Disadvantages of IHC

• False positive and false negative results.

• Non-specific staining as well as aberrant immunoreactivity are the technical snags associated with IHC. Hence, diagnosis by IHC should always be supplemented by some confirmatory method.

• The chromogen DAB imparts a brown color to the tissue section creating confusion with melanin pigment.[4] Hence, for evaluation of melanin containing lesions, other chromogens are to be used.

IHC is a rapidly expanding field with invention and application of newer techniques each day. The principle of IHC can be utilized in diagnosis and as prognostic markers as well. Application of IHC has opened new avenues in the therapy of some of the malignant tumors. However, the practical applications of these modalities are not widespread because of nonavailability of the facilities, especially in the developing world.

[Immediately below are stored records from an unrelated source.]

PR #554, opened 2019-07-09
2.8.1 SIMD structural checks

ichoyjx:
Straightforward implementation but not including:
* list-item on aligned clause
* nesting check with the ordered construct (parse tree changes needed!)
* list-item attributes check on aligned clause

### DIFF
--- a/lib/semantics/check-omp-structure.cc
+++ b/lib/semantics/check-omp-structure.cc
@@ -216,9 +216,8 @@ void OmpStructureChecker::Leave(const parser::OmpClauseList &) {
           if (const auto safelenValue{GetIntValue(safelenClause.v)}) {
             if (*safelenValue > 0 && *simdlenValue > *safelenValue) {
               context_.Say(clause->source,
-                  "The parameter of the SIMDLEN clause must be "
-                  "less than or equal to "
-                  "the parameter of the SAFELEN clause"_err_en_US);
+                  "The parameter of the SIMDLEN clause must be less than or "
+                  "equal to the parameter of the SAFELEN clause"_err_en_US);
             }
           }
         }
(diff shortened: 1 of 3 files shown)


lib/semantics/check-omp-structure.cc
```diff
@@ -177,7 +201,32 @@ void OmpStructureChecker::Leave(const parser::OmpClauseList &) {
...
+        const auto &safelenClause{
+            std::get<parser::OmpClause::Safelen>(clause2->u)};
+        // simdlen and safelen both have parameters
+        if (const auto simdlenValue{GetIntValue(simdlenClause.v)}) {
+          if (const auto safelenValue{GetIntValue(safelenClause.v)}) {
+            if (*safelenValue > 0 && *simdlenValue > *safelenValue) {
+              context_.Say(clause->source,
+                  "The parameter of the SIMDLEN clause must be "
+                  "less than or equal to "
+                  "the parameter of the SAFELEN clause"_err_en_US);
```
tskeith: You can probably format this message into two source lines.

ichoyjx: Updated. Thanks.

lib/semantics/check-omp-structure.cc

Majority of the immunohistochemical markers are nonspecific and training in this field as well as experience is required to interpret the results in each individual case. Although IHC forwards us steps ahead in the diagnosis of difficult tumors it should be kept in mind that use of this technique must always be supplemented with adequate history, proper clinical examination and histopathological study of the tissue specimen, failure of which may lead to grossly misleading interpretation.